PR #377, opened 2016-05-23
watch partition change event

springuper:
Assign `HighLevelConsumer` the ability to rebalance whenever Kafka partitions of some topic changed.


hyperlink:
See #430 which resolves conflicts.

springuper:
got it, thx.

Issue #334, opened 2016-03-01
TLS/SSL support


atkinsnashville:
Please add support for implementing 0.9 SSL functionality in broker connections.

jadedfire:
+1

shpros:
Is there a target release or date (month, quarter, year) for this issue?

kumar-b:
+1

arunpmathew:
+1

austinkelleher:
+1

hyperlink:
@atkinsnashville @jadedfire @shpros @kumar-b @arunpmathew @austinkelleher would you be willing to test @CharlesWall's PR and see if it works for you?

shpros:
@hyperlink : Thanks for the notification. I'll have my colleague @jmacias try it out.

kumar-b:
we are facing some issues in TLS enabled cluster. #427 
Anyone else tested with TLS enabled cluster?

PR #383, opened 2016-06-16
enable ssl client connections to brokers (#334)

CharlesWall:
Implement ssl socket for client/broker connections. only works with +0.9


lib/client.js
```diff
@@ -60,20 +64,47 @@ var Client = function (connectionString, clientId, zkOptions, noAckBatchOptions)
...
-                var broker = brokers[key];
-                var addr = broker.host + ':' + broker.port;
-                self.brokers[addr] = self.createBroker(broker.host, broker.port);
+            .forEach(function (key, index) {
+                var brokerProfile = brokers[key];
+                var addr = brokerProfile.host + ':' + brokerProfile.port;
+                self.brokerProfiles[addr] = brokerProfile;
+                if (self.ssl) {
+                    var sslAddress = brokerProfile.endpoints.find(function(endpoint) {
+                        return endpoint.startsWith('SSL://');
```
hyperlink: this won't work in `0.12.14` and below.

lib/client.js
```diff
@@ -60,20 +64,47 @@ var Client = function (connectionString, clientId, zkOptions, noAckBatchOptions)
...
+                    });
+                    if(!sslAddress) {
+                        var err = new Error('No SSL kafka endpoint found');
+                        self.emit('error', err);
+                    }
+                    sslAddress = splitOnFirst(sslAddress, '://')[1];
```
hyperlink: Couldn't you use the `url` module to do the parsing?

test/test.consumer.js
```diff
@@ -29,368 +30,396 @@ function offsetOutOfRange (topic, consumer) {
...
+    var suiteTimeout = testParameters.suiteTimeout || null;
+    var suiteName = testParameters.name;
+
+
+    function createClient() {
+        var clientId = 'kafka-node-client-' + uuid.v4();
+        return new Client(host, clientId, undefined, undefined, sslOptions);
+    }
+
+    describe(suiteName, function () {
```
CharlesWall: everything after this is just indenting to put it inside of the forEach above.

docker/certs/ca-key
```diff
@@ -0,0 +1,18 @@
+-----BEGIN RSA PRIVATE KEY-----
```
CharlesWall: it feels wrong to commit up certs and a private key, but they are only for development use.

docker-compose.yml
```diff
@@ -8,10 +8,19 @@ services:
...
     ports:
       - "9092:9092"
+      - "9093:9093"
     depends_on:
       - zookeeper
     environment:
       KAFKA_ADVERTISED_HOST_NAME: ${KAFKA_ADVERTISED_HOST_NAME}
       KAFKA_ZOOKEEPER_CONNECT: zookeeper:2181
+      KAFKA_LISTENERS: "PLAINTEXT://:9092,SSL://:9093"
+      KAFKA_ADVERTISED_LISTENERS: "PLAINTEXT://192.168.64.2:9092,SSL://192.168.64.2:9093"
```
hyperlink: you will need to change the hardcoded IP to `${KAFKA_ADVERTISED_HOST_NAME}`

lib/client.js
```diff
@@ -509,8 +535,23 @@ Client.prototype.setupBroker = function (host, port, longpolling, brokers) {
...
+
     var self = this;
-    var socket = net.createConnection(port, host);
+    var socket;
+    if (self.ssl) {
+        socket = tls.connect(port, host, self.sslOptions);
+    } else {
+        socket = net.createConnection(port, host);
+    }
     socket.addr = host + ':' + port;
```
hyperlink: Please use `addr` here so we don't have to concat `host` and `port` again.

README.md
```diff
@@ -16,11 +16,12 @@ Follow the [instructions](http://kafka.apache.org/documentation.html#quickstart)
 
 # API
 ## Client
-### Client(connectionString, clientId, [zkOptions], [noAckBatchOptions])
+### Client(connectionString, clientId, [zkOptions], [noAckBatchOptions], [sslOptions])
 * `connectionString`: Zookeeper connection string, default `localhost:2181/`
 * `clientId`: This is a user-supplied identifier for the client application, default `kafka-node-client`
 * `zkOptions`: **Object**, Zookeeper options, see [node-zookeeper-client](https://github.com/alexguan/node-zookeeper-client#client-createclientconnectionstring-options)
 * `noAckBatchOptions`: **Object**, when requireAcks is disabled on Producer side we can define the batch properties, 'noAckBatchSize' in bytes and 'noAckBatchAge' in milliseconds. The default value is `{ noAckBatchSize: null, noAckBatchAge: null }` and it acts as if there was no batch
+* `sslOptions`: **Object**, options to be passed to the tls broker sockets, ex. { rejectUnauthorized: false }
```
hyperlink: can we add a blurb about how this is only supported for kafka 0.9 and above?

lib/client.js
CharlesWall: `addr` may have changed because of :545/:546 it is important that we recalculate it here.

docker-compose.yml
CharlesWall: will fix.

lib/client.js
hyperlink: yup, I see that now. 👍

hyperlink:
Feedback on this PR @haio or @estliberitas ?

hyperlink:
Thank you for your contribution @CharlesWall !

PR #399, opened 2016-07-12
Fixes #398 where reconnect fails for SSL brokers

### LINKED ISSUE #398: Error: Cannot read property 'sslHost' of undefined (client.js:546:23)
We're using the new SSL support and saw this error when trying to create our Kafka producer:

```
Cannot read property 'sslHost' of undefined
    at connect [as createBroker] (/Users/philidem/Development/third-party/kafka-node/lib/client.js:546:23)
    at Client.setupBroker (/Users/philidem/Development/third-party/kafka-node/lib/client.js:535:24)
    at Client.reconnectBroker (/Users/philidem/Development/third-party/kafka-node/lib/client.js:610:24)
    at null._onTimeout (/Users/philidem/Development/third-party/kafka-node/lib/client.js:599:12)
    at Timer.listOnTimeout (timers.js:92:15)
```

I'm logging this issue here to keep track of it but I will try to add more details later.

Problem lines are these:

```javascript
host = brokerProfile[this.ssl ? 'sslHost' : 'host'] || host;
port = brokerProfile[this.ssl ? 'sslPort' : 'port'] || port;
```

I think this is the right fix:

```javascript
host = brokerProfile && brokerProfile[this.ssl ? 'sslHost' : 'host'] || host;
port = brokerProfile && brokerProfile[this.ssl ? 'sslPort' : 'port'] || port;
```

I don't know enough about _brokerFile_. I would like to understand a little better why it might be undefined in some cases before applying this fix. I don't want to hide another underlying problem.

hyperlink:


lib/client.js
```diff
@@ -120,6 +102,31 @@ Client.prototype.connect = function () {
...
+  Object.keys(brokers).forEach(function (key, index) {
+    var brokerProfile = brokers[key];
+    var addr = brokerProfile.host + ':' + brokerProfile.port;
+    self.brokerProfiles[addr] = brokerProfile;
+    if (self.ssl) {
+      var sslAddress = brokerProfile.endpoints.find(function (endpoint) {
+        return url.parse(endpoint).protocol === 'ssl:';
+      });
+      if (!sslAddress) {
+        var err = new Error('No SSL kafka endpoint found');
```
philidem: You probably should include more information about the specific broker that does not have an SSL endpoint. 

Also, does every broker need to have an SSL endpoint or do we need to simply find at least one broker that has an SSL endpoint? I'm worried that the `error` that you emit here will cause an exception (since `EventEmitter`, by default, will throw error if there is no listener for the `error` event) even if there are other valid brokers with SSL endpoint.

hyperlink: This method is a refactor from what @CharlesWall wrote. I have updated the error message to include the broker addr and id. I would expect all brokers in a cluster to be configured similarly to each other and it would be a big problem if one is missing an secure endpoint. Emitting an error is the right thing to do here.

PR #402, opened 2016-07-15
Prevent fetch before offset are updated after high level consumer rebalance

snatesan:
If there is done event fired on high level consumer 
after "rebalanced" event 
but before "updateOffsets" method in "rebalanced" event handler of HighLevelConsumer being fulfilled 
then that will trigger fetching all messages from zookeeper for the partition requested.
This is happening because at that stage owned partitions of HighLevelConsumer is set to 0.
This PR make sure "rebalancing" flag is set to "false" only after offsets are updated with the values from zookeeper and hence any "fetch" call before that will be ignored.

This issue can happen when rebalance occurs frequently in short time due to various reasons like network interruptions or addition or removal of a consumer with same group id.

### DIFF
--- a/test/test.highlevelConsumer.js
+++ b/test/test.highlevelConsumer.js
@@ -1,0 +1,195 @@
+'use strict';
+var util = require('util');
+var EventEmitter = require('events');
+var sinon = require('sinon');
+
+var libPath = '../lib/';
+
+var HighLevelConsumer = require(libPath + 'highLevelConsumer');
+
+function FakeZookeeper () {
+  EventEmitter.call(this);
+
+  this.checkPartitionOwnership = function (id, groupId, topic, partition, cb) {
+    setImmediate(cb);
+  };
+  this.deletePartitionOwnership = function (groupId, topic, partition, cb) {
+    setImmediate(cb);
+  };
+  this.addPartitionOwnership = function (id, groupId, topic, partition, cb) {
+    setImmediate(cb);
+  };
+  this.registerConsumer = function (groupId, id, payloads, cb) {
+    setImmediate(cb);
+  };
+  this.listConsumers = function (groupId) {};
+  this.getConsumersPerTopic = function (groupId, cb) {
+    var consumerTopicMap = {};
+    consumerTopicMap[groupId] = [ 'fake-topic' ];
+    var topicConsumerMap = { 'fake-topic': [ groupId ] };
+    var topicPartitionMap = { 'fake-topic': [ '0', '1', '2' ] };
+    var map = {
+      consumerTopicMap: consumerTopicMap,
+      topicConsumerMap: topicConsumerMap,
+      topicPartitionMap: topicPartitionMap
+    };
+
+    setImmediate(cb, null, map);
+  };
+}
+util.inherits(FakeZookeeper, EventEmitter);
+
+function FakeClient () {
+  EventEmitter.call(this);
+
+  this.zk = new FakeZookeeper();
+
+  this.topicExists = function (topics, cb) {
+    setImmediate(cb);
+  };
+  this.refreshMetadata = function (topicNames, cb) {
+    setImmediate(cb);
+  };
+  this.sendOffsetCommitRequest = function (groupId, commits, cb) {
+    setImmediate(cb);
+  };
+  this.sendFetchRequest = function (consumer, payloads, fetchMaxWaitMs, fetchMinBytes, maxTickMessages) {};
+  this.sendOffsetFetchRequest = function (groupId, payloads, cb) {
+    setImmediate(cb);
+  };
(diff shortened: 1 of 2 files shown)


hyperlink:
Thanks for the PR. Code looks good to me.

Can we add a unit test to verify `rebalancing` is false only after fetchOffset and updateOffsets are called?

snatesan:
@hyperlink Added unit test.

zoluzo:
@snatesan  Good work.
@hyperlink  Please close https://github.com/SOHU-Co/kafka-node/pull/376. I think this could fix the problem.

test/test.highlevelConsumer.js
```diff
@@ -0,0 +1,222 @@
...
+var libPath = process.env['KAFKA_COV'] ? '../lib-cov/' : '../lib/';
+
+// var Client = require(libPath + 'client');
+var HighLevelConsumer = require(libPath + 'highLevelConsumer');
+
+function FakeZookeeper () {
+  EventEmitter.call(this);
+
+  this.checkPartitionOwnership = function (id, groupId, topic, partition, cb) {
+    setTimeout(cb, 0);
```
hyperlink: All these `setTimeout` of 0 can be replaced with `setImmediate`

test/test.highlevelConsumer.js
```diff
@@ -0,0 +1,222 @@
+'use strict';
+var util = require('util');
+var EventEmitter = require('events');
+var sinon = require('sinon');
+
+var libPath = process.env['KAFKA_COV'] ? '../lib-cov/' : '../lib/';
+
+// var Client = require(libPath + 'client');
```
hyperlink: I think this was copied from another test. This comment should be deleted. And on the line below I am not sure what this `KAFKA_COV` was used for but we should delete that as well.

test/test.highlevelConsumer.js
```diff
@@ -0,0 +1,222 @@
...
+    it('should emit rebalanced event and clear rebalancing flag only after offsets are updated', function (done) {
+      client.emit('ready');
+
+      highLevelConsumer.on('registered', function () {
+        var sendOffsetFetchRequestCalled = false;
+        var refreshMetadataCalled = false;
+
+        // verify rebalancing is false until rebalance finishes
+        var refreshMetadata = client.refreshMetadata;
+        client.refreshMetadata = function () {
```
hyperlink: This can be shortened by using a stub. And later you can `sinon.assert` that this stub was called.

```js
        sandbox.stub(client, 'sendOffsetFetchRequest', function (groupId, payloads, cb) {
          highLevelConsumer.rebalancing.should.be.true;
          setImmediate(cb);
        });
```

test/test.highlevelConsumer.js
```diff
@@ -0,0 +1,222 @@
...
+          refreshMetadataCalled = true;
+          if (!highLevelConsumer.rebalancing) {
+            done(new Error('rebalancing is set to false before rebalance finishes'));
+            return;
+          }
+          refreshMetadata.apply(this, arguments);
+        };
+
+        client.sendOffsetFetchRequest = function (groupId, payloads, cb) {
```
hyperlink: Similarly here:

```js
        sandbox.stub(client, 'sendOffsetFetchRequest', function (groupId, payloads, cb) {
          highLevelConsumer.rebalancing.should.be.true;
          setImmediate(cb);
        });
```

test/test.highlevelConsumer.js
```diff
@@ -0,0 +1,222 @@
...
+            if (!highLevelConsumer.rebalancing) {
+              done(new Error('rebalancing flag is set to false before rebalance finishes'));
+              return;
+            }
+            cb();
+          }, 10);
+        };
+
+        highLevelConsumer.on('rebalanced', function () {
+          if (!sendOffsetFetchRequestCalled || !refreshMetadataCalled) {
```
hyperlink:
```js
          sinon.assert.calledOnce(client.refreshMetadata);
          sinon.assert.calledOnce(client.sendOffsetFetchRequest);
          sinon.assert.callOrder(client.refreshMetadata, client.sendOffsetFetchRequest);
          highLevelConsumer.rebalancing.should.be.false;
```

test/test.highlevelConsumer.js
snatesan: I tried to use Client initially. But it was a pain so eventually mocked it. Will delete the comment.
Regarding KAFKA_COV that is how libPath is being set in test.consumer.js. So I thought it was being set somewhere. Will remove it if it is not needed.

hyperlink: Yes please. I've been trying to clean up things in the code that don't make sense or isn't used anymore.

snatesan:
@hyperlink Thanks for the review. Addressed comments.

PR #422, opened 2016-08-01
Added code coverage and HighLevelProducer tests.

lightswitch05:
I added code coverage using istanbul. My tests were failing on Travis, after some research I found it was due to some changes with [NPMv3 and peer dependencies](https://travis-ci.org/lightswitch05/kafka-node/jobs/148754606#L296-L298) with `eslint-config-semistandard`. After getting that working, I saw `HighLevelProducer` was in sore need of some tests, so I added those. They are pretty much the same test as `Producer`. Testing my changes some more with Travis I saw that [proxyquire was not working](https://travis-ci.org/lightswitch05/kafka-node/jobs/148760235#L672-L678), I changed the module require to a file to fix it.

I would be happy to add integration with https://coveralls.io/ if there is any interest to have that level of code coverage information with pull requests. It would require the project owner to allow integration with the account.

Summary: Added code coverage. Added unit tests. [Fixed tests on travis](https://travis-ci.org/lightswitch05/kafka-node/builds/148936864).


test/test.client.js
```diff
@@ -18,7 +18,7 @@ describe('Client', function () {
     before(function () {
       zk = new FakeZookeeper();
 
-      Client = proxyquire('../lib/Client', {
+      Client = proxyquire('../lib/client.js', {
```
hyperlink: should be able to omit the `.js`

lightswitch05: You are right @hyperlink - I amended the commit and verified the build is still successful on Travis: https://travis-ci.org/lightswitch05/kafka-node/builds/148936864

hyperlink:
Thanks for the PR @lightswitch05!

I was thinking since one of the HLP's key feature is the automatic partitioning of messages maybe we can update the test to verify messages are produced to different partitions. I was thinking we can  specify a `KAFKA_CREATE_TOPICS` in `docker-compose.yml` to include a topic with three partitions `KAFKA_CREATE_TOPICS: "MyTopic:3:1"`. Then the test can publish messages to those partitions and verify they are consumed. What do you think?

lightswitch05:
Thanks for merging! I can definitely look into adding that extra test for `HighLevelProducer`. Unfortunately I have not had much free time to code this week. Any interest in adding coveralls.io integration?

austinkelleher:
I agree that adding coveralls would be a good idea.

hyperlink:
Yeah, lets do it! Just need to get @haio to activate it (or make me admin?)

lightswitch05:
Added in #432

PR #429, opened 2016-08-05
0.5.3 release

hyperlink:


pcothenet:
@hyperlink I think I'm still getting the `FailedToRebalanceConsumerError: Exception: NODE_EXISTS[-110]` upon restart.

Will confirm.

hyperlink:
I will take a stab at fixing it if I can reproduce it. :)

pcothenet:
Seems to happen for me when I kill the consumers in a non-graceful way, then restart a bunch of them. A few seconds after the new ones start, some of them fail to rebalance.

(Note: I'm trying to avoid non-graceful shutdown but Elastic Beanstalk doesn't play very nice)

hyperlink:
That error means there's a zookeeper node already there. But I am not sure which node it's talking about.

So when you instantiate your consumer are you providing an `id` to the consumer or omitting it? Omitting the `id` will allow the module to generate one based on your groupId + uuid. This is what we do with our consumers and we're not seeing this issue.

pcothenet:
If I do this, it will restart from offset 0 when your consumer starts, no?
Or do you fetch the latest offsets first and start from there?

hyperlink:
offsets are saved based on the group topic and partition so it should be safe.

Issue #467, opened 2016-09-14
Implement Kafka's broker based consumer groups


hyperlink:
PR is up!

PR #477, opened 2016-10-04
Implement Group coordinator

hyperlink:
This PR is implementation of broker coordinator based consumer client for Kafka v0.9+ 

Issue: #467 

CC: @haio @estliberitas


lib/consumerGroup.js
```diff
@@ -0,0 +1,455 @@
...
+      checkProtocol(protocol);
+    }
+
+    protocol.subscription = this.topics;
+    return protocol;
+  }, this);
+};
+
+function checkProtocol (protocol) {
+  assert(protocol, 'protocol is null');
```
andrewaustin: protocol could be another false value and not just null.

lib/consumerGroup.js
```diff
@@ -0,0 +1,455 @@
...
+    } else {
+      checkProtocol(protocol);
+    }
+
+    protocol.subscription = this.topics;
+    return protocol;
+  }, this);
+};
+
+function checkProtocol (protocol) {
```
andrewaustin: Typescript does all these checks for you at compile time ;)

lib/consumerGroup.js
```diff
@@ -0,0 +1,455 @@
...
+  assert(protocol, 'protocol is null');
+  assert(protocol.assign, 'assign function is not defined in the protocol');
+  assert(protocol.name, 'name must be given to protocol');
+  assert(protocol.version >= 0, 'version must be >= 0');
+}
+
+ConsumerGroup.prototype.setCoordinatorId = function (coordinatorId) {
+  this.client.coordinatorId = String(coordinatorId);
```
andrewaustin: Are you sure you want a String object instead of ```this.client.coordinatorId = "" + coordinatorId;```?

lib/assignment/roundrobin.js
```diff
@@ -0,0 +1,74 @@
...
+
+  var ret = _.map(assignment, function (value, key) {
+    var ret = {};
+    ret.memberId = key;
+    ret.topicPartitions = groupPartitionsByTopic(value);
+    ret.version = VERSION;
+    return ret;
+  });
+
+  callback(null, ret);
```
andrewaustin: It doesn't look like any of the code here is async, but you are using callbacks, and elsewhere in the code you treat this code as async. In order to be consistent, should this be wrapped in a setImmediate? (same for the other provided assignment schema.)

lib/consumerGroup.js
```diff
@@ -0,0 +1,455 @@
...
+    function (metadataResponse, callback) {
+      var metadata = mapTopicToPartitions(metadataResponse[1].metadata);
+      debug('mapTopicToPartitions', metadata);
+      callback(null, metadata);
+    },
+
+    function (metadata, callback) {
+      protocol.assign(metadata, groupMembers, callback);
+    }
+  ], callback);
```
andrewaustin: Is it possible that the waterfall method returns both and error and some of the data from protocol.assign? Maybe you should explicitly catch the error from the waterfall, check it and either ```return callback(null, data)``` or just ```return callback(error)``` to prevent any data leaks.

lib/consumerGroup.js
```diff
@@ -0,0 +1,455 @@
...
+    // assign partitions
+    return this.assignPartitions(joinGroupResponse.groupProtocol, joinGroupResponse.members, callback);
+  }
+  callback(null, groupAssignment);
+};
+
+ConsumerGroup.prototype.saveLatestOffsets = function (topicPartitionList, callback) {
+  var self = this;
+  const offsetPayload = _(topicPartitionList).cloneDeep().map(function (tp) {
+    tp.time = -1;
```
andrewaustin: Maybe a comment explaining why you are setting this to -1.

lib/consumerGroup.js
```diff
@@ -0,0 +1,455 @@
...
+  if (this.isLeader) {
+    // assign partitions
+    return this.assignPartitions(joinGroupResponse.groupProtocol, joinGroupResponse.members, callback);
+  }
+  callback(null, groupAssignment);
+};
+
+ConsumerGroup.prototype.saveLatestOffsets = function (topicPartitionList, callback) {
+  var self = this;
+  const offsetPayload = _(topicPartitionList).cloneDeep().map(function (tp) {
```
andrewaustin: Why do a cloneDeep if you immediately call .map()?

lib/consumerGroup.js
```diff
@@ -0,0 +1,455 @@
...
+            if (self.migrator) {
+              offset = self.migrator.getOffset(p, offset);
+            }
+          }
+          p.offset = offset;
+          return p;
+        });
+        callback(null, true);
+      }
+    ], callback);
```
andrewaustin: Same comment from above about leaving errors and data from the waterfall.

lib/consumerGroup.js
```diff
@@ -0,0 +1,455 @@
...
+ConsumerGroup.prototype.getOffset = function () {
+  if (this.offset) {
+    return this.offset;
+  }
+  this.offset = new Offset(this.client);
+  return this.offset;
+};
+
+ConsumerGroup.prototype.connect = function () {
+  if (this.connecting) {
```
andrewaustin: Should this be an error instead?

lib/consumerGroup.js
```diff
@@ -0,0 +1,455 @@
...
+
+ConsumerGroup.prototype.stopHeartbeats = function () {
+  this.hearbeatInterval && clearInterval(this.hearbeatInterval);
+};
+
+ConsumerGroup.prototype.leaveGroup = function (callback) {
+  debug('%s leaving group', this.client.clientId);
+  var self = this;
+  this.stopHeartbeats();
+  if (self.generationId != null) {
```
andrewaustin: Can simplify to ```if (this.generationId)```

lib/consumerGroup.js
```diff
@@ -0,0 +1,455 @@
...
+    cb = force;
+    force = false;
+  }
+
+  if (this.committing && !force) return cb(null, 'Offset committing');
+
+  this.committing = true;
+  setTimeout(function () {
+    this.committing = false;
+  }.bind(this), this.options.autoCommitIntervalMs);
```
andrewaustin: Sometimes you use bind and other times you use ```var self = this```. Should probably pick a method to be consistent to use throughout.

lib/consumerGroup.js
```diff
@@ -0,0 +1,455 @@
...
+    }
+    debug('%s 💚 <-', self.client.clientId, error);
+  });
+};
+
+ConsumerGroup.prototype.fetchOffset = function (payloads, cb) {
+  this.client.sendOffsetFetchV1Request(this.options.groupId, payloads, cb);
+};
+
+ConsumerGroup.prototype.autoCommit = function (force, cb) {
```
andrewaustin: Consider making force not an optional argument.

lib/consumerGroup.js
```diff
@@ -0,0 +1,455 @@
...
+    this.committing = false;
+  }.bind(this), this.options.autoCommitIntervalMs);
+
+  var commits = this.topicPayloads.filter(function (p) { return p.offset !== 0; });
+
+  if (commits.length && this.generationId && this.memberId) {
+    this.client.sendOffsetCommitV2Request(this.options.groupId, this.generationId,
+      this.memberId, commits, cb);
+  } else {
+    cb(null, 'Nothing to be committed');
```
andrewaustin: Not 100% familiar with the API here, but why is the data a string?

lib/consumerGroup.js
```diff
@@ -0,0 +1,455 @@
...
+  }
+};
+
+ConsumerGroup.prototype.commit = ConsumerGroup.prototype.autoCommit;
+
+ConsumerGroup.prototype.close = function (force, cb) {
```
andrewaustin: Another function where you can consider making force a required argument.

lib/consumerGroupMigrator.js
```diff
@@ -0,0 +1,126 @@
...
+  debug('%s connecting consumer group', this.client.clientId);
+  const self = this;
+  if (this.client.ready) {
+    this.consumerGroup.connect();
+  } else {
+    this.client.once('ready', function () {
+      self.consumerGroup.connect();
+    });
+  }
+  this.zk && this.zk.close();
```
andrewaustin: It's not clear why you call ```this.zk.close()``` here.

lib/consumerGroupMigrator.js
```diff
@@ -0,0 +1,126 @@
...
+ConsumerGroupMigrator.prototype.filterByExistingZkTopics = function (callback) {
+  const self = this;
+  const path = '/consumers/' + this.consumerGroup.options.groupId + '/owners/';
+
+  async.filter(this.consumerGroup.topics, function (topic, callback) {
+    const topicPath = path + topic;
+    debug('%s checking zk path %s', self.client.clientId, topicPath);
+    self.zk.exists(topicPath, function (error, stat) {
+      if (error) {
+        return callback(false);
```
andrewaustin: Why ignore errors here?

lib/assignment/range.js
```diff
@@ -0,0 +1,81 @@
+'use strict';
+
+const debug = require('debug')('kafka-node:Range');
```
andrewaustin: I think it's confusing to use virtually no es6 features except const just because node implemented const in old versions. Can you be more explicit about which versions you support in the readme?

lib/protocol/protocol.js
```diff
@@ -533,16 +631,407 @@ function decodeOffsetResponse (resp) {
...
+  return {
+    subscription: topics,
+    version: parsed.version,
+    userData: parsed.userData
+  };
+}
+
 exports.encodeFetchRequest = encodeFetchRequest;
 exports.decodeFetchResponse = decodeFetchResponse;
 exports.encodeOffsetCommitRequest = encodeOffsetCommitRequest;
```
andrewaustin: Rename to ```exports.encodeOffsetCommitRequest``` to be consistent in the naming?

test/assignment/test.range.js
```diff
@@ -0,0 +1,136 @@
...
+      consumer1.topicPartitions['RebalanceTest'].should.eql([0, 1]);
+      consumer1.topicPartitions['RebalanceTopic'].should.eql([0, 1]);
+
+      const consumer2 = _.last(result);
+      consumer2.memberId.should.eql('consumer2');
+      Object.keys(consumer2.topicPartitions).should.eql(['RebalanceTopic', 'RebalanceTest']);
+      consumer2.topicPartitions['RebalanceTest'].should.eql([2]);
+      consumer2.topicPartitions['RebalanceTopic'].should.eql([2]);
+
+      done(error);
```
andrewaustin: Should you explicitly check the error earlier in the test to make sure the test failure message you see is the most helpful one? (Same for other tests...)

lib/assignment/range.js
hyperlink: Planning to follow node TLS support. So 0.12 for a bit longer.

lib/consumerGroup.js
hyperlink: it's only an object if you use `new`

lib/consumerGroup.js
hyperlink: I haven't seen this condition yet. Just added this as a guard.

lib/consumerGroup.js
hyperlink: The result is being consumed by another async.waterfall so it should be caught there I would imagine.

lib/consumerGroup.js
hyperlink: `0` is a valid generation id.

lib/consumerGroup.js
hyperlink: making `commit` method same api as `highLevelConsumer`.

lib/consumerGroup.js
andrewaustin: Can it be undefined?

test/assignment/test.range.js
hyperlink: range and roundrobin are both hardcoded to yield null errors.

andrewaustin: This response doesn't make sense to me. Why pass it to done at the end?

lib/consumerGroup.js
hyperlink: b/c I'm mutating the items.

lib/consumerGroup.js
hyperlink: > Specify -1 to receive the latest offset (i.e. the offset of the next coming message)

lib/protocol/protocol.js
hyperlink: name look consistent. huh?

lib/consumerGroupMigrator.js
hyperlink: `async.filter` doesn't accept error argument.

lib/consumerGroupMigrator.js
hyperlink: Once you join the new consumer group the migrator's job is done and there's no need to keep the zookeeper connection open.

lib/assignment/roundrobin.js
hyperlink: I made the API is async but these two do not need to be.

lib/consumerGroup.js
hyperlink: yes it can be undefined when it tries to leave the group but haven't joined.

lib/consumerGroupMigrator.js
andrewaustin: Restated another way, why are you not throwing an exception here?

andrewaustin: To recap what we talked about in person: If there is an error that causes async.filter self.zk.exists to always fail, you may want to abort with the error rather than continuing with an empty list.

What is expected
Find how many lines of the listing hold "haven" and give the number by itself.

Result of this exercise
2